[Problem description] Extract the full listing below without altering a single character.

#### Entries provided ####

PR #230, opened 2019-10-17
Disable registration in QA_MODE

juadk:
Now that we have salt-minion included in public cloud images, registration is not needed anymore for HANA/cluster nodes. And we have to make sure to not install packages outside of images.
This change does not concern iscsi/monitoring servers.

####

[Result of this exercise]
PR #230, opened 2019-10-17
Disable registration in QA_MODE

juadk:
Now that we have salt-minion included in public cloud images, registration is not needed anymore for HANA/cluster nodes. And we have to make sure to not install packages outside of images.
This change does not concern iscsi/monitoring servers.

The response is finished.